Stored data
____
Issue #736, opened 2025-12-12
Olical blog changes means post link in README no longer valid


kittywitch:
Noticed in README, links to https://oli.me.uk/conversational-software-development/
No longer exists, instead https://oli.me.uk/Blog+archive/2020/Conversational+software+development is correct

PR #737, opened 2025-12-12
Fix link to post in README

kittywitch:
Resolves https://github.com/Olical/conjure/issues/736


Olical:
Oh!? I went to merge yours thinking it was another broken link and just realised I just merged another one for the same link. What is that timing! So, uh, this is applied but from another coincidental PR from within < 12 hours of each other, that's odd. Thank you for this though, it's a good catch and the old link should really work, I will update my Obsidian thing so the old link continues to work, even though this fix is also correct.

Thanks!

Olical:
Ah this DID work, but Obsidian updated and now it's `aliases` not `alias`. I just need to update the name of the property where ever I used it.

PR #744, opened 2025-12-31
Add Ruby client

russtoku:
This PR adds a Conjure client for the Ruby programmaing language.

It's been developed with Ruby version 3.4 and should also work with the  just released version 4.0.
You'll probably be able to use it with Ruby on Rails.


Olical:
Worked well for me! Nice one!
____
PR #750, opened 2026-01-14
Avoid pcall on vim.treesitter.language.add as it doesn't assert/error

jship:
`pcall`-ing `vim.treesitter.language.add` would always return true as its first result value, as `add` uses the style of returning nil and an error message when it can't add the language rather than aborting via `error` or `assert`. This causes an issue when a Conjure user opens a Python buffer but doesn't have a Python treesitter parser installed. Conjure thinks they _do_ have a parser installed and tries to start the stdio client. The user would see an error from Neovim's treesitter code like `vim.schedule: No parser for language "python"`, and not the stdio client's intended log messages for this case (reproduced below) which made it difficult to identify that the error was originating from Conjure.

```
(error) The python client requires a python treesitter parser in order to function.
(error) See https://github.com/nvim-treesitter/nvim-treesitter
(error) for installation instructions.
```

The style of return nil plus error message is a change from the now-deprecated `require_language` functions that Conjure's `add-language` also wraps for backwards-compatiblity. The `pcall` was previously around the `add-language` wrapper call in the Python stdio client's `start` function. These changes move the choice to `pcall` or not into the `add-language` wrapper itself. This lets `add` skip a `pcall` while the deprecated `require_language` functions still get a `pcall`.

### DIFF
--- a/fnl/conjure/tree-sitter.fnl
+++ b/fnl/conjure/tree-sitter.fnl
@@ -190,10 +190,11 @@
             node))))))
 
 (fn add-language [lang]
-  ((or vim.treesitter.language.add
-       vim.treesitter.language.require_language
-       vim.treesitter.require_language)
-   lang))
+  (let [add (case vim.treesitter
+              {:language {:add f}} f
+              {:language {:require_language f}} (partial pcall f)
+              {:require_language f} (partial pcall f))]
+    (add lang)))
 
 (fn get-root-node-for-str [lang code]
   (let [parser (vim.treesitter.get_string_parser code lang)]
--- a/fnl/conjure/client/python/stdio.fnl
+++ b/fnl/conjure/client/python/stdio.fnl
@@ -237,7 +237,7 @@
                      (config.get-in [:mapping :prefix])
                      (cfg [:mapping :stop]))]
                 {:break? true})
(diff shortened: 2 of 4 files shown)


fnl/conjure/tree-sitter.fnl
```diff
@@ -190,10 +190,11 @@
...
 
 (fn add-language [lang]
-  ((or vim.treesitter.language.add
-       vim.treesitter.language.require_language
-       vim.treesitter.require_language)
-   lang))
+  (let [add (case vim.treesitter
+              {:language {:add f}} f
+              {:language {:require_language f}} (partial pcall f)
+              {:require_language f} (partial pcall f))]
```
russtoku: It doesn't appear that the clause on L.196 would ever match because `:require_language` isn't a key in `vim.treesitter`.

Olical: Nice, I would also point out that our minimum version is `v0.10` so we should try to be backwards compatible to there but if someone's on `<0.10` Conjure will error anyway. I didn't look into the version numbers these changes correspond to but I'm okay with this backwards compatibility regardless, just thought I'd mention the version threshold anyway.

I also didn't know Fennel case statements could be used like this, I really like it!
____
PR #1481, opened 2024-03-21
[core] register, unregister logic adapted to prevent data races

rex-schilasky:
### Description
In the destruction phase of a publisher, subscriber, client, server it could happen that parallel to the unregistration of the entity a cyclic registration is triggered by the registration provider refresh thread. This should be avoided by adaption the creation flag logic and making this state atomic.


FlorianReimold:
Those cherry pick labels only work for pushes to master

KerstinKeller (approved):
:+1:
____
◆ TASK BRIEF: What you give back must be the stretch above, starting at the line with "PR #744, opened 2025-12-31" and ending at the line with "Worked well for me! Nice one!", copied exactly.

◆ SOLUTION FOR THIS EXERCISE:
PR #744, opened 2025-12-31
Add Ruby client

russtoku:
This PR adds a Conjure client for the Ruby programmaing language.

It's been developed with Ruby version 3.4 and should also work with the  just released version 4.0.
You'll probably be able to use it with Ruby on Rails.


Olical:
Worked well for me! Nice one!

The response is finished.